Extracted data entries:
☆ ☆ ☆ ☆ ☆

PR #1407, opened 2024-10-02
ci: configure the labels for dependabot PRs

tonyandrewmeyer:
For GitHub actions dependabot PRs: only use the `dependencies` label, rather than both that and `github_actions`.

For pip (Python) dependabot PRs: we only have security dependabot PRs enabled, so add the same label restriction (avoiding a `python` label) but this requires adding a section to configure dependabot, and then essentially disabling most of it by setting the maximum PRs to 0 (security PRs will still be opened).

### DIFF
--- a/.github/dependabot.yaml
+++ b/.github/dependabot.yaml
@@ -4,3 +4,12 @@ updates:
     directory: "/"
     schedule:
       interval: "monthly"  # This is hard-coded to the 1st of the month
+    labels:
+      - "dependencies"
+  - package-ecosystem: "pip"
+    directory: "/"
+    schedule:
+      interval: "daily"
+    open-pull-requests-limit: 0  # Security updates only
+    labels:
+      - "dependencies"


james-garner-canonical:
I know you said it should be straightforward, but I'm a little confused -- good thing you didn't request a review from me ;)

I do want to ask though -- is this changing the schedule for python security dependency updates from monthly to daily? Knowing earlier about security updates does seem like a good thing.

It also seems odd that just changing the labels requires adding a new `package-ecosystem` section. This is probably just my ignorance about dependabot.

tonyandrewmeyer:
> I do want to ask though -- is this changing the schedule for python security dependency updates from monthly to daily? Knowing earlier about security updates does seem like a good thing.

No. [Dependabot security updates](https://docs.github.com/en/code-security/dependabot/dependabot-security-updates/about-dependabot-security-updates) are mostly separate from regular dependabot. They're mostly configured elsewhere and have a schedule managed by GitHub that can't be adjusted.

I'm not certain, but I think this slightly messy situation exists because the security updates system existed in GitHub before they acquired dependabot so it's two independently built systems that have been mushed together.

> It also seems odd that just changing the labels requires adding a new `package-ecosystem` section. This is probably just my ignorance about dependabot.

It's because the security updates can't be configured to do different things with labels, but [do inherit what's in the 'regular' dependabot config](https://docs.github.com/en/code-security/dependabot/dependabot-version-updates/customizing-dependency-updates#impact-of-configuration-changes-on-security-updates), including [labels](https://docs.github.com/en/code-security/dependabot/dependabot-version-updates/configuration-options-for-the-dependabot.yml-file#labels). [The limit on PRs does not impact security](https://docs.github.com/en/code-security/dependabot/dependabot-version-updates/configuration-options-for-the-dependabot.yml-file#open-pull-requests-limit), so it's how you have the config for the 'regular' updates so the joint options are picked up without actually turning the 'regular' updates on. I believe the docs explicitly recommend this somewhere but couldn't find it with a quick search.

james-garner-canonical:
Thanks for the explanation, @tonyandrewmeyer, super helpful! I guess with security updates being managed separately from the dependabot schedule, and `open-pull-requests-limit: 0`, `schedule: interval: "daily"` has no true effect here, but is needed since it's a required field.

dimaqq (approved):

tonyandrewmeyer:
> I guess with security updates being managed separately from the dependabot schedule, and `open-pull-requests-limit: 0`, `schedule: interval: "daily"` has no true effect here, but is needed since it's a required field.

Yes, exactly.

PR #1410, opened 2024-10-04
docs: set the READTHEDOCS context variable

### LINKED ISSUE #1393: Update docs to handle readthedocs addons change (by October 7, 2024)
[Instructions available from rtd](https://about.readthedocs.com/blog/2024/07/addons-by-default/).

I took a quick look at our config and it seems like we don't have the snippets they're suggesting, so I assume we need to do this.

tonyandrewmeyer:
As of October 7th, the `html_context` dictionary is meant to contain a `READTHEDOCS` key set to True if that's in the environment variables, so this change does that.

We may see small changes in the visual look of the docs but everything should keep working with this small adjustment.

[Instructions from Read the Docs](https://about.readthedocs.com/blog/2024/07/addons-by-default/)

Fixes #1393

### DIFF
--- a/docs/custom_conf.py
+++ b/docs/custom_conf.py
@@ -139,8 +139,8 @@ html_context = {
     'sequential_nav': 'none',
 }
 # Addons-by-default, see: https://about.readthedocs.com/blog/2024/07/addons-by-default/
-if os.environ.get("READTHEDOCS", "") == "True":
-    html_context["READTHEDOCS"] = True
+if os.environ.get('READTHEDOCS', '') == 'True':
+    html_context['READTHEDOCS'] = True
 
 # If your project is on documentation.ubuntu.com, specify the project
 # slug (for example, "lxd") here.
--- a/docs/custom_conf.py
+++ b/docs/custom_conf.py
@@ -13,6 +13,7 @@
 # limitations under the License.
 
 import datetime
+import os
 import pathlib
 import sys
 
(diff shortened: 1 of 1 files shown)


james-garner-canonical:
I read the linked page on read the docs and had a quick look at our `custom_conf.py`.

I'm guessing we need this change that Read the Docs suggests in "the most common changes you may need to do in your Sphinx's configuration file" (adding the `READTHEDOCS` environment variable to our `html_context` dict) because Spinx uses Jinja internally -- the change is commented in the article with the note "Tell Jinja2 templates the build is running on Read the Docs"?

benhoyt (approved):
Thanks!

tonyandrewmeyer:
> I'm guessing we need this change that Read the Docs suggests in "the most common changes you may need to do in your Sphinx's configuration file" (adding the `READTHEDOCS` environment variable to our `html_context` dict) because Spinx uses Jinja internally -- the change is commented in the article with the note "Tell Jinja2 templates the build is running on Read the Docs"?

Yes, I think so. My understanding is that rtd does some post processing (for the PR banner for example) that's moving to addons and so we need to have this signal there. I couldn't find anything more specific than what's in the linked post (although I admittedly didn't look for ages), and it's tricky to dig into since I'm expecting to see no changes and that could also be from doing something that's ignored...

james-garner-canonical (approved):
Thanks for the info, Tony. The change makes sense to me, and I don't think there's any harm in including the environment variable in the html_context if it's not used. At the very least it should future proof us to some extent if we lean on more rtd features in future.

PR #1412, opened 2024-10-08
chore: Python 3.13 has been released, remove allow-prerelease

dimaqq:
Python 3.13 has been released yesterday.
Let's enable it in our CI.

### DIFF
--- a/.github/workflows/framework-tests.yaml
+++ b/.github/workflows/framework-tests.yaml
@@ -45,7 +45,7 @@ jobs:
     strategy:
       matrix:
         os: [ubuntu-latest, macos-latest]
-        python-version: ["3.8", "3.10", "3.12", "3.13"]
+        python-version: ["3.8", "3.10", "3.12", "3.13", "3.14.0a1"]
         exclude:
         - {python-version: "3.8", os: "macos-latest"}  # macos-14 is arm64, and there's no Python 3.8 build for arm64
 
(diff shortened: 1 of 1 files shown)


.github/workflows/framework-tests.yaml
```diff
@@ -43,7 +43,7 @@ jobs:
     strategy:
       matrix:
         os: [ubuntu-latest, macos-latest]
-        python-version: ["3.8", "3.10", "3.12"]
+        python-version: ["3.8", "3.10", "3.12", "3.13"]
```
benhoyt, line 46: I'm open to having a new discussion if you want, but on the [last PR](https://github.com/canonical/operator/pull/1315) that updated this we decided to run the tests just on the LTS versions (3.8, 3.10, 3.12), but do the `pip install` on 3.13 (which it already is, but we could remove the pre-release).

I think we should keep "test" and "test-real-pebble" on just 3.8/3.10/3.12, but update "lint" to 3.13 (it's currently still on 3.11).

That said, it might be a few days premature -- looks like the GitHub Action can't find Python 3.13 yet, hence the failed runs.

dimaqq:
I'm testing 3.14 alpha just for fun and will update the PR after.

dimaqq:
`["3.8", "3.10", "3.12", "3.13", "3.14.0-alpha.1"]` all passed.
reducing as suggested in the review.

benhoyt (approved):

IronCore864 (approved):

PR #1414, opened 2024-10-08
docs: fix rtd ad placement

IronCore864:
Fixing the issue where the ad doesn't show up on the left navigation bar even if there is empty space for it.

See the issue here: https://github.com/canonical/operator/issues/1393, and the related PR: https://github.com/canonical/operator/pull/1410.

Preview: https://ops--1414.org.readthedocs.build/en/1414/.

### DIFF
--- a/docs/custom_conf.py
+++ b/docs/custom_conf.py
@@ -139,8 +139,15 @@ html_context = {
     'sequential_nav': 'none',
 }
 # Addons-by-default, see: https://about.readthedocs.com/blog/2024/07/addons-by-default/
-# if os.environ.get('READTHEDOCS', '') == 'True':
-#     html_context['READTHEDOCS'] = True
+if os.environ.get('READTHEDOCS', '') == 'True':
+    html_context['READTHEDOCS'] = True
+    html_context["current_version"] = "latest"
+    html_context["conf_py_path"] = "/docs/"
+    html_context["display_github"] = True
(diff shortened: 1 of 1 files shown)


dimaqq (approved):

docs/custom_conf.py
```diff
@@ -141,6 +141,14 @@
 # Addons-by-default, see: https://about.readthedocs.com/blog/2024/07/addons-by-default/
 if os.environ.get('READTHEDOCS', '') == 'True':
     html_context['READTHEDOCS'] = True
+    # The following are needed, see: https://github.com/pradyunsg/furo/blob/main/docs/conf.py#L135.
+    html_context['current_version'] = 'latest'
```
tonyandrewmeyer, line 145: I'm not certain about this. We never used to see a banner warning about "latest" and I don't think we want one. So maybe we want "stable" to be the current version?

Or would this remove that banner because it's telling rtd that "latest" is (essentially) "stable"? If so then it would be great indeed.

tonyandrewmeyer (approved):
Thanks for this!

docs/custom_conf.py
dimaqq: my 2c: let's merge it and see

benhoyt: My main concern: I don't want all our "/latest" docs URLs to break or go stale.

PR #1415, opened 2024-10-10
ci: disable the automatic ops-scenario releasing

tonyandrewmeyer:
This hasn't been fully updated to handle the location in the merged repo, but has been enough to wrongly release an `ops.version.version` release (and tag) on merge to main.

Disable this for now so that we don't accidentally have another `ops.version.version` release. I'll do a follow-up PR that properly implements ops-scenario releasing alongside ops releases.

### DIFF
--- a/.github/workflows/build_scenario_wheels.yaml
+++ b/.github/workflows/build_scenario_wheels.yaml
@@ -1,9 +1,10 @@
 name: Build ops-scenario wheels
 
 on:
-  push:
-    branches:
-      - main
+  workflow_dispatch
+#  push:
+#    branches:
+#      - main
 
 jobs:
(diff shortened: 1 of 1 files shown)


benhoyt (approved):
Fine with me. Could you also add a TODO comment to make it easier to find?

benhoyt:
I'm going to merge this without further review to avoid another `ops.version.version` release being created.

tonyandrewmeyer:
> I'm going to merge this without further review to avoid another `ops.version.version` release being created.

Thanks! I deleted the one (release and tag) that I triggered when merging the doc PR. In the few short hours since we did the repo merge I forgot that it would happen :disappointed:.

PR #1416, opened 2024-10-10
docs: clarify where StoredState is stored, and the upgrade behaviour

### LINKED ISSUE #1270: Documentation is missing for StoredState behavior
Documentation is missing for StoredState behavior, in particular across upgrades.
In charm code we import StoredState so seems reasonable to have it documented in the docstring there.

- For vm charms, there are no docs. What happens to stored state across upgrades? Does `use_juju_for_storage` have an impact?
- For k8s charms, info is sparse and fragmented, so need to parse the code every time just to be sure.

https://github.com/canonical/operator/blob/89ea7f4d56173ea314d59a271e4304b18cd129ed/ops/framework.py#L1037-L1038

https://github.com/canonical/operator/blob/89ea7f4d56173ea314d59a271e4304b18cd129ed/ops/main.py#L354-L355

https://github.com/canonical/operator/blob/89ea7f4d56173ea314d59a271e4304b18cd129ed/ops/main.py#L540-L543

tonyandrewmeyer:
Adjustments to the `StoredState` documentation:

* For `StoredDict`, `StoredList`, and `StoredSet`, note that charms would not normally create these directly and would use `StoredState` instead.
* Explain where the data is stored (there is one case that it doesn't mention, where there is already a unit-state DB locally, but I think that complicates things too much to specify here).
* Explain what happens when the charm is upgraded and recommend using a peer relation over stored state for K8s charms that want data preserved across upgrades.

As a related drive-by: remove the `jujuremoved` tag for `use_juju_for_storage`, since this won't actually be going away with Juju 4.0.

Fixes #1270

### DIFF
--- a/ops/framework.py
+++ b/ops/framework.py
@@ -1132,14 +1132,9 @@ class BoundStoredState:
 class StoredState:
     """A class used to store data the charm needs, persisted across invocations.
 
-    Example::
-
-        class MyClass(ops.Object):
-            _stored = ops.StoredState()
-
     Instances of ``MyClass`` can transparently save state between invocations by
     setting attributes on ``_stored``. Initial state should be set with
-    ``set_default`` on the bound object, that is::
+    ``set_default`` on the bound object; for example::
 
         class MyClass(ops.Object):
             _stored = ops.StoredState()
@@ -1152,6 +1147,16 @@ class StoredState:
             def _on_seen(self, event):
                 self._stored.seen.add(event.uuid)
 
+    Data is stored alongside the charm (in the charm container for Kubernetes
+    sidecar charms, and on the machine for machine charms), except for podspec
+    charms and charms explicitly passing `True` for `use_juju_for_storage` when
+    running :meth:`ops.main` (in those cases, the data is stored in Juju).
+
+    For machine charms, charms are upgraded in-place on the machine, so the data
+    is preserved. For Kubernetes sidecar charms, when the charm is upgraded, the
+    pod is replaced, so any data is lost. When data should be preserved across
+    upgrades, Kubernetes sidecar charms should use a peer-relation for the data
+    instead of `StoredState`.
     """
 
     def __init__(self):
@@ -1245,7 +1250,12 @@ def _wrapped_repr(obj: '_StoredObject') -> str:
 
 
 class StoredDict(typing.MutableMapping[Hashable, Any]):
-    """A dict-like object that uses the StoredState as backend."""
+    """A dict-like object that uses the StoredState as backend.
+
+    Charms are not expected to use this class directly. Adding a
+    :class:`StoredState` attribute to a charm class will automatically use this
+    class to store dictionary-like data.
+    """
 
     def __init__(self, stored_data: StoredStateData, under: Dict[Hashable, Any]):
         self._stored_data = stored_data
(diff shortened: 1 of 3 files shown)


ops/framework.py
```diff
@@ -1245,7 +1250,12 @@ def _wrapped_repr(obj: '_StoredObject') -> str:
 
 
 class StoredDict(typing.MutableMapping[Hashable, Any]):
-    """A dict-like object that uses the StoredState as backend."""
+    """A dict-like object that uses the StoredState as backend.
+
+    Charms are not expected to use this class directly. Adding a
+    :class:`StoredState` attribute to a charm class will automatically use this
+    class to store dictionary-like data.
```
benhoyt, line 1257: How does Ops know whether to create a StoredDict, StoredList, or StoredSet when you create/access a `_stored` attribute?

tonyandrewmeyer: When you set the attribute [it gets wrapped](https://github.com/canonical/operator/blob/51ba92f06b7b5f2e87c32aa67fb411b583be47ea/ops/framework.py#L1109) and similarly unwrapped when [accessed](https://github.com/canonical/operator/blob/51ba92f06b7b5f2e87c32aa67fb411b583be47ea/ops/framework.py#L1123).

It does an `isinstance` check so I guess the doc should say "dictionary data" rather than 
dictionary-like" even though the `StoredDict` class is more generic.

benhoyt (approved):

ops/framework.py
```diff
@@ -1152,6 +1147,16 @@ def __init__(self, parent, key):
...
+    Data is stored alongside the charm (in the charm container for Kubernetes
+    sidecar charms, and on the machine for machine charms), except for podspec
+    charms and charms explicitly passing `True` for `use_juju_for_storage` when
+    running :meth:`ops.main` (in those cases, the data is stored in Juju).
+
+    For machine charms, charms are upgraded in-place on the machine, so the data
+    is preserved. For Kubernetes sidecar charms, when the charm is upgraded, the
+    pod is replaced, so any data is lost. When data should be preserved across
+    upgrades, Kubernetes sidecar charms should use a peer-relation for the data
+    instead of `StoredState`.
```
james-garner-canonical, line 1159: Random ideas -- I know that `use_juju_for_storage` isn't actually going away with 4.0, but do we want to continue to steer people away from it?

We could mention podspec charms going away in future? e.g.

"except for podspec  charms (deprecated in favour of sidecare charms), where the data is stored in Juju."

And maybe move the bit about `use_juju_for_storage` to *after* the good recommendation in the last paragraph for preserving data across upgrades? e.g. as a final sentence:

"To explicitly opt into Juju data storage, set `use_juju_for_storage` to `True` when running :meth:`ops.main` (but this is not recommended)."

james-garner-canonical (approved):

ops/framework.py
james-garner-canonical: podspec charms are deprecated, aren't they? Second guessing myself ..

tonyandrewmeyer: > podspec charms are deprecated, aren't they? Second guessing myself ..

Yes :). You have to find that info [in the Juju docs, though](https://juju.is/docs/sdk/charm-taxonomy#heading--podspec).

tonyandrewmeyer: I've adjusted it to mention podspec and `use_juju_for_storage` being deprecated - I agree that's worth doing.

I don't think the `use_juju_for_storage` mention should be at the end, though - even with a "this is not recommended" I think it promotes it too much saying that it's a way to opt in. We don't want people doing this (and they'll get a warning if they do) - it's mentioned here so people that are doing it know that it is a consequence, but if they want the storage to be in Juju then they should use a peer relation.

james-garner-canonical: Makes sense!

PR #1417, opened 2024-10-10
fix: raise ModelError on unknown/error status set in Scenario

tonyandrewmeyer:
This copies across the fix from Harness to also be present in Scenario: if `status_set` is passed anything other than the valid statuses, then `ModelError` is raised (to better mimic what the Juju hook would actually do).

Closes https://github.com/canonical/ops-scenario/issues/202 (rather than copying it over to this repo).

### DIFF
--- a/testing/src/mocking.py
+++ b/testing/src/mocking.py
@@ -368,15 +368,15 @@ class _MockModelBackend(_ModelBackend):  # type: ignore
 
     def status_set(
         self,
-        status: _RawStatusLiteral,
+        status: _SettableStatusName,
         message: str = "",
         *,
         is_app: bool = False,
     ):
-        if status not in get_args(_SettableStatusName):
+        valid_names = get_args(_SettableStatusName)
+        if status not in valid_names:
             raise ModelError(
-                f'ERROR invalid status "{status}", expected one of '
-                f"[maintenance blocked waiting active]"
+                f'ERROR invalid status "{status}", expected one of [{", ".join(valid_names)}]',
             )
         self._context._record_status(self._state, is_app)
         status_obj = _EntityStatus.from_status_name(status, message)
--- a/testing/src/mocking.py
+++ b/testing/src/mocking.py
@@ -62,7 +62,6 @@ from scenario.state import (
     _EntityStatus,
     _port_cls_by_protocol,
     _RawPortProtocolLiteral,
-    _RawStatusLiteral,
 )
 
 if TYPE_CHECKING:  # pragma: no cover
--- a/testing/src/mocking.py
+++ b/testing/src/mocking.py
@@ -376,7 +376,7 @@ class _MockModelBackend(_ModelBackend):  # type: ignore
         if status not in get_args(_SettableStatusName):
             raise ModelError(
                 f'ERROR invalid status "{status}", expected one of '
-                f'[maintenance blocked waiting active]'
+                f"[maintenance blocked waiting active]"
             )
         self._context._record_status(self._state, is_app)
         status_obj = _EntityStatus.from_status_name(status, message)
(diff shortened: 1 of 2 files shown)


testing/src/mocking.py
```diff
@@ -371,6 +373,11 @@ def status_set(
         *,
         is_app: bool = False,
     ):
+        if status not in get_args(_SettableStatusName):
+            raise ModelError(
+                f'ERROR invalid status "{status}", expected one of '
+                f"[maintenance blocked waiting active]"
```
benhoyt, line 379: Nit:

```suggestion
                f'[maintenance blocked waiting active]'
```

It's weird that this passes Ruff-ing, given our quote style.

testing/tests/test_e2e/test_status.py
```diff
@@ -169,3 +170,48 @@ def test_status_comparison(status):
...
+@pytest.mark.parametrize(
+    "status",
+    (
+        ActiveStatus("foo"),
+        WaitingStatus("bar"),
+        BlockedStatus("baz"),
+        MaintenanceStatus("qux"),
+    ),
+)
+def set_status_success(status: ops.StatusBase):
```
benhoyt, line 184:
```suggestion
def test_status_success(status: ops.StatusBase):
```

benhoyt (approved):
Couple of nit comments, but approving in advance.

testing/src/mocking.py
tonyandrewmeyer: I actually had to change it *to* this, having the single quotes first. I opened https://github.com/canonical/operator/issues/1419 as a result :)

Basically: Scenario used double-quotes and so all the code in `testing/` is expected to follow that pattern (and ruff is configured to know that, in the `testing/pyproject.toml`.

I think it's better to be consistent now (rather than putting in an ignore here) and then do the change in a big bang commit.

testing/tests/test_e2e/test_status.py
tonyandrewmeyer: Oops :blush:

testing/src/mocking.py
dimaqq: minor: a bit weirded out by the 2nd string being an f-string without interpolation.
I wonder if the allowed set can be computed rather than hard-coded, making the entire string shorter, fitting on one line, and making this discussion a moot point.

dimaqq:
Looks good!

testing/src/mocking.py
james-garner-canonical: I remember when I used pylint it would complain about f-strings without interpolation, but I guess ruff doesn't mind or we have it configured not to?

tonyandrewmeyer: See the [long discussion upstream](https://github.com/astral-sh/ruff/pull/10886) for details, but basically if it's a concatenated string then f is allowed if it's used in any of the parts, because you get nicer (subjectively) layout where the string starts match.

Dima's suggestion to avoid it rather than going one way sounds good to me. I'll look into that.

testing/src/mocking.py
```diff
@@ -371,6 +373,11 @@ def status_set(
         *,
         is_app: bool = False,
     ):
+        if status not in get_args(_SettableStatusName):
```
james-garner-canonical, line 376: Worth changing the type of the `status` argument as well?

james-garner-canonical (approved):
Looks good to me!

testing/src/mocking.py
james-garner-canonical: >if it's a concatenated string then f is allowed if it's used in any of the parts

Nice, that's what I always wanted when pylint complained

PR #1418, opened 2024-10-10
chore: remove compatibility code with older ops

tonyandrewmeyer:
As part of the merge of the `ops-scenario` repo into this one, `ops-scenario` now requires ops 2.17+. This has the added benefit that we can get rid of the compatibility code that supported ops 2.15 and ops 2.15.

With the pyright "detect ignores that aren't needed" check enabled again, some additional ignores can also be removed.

☆ ☆ ☆ ☆ ☆

> [Exercise instructions]
Nothing but the lines from the top of the records down to the line with "I know you said" belongs in the answer; repeat them exactly.

> [Your solution]
PR #1407, opened 2024-10-02
ci: configure the labels for dependabot PRs

tonyandrewmeyer:
For GitHub actions dependabot PRs: only use the `dependencies` label, rather than both that and `github_actions`.

For pip (Python) dependabot PRs: we only have security dependabot PRs enabled, so add the same label restriction (avoiding a `python` label) but this requires adding a section to configure dependabot, and then essentially disabling most of it by setting the maximum PRs to 0 (security PRs will still be opened).

### DIFF
--- a/.github/dependabot.yaml
+++ b/.github/dependabot.yaml
@@ -4,3 +4,12 @@ updates:
     directory: "/"
     schedule:
       interval: "monthly"  # This is hard-coded to the 1st of the month
+    labels:
+      - "dependencies"
+  - package-ecosystem: "pip"
+    directory: "/"
+    schedule:
+      interval: "daily"
+    open-pull-requests-limit: 0  # Security updates only
+    labels:
+      - "dependencies"


james-garner-canonical:
I know you said it should be straightforward, but I'm a little confused -- good thing you didn't request a review from me ;)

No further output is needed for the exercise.